- Exercise details -
Transcribe the entries exactly as each line appears.
··· Supplied records
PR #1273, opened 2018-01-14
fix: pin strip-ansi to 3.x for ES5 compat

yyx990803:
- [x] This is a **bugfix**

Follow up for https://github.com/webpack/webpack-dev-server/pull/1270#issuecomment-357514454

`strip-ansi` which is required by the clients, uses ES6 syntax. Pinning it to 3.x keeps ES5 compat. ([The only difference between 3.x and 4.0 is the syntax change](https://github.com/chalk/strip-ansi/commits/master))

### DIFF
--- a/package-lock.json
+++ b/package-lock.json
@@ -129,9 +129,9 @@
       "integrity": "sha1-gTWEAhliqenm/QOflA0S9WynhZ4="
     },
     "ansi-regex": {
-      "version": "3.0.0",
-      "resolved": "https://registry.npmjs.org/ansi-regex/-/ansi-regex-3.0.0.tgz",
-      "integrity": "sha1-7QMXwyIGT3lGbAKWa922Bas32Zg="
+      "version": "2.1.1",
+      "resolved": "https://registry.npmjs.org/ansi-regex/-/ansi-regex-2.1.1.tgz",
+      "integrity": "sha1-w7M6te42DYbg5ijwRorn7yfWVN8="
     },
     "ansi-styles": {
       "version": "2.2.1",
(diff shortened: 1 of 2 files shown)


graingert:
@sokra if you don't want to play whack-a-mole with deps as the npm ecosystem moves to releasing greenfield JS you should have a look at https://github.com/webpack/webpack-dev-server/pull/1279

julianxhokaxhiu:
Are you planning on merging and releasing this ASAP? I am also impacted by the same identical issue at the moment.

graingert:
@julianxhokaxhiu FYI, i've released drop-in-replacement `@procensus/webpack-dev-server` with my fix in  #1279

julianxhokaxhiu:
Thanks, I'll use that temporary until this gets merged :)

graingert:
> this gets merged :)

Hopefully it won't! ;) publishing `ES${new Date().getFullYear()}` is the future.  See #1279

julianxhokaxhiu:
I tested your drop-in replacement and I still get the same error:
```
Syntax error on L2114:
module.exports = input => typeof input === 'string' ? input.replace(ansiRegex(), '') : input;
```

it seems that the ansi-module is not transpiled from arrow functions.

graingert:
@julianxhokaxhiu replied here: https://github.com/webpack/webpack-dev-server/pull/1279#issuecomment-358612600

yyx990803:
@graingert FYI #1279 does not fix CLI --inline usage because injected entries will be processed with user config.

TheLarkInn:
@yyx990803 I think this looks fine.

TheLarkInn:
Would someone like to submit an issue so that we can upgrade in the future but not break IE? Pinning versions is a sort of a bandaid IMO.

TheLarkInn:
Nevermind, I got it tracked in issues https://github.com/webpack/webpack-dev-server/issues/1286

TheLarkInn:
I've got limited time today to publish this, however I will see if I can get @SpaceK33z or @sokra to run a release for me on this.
······
- Output of the task -
PR #1273, opened 2018-01-14
fix: pin strip-ansi to 3.x for ES5 compat

yyx990803:
- [x] This is a **bugfix**

Follow up for https://github.com/webpack/webpack-dev-server/pull/1270#issuecomment-357514454

`strip-ansi` which is required by the clients, uses ES6 syntax. Pinning it to 3.x keeps ES5 compat. ([The only difference between 3.x and 4.0 is the syntax change](https://github.com/chalk/strip-ansi/commits/master))

### DIFF
--- a/package-lock.json
+++ b/package-lock.json
@@ -129,9 +129,9 @@
       "integrity": "sha1-gTWEAhliqenm/QOflA0S9WynhZ4="
     },
     "ansi-regex": {
-      "version": "3.0.0",
-      "resolved": "https://registry.npmjs.org/ansi-regex/-/ansi-regex-3.0.0.tgz",
-      "integrity": "sha1-7QMXwyIGT3lGbAKWa922Bas32Zg="
+      "version": "2.1.1",
+      "resolved": "https://registry.npmjs.org/ansi-regex/-/ansi-regex-2.1.1.tgz",
+      "integrity": "sha1-w7M6te42DYbg5ijwRorn7yfWVN8="
     },
     "ansi-styles": {
       "version": "2.2.1",
(diff shortened: 1 of 2 files shown)


graingert:
@sokra if you don't want to play whack-a-mole with deps as the npm ecosystem moves to releasing greenfield JS you should have a look at https://github.com/webpack/webpack-dev-server/pull/1279

julianxhokaxhiu:
Are you planning on merging and releasing this ASAP? I am also impacted by the same identical issue at the moment.

graingert:
@julianxhokaxhiu FYI, i've released drop-in-replacement `@procensus/webpack-dev-server` with my fix in  #1279

julianxhokaxhiu:
Thanks, I'll use that temporary until this gets merged :)

graingert:
> this gets merged :)

Hopefully it won't! ;) publishing `ES${new Date().getFullYear()}` is the future.  See #1279

julianxhokaxhiu:
I tested your drop-in replacement and I still get the same error:
```
Syntax error on L2114:
module.exports = input => typeof input === 'string' ? input.replace(ansiRegex(), '') : input;
```

it seems that the ansi-module is not transpiled from arrow functions.

graingert:
@julianxhokaxhiu replied here: https://github.com/webpack/webpack-dev-server/pull/1279#issuecomment-358612600

yyx990803:
@graingert FYI #1279 does not fix CLI --inline usage because injected entries will be processed with user config.

TheLarkInn:
@yyx990803 I think this looks fine.

TheLarkInn:
Would someone like to submit an issue so that we can upgrade in the future but not break IE? Pinning versions is a sort of a bandaid IMO.

TheLarkInn:
Nevermind, I got it tracked in issues https://github.com/webpack/webpack-dev-server/issues/1286

TheLarkInn:
I've got limited time today to publish this, however I will see if I can get @SpaceK33z or @sokra to run a release for me on this.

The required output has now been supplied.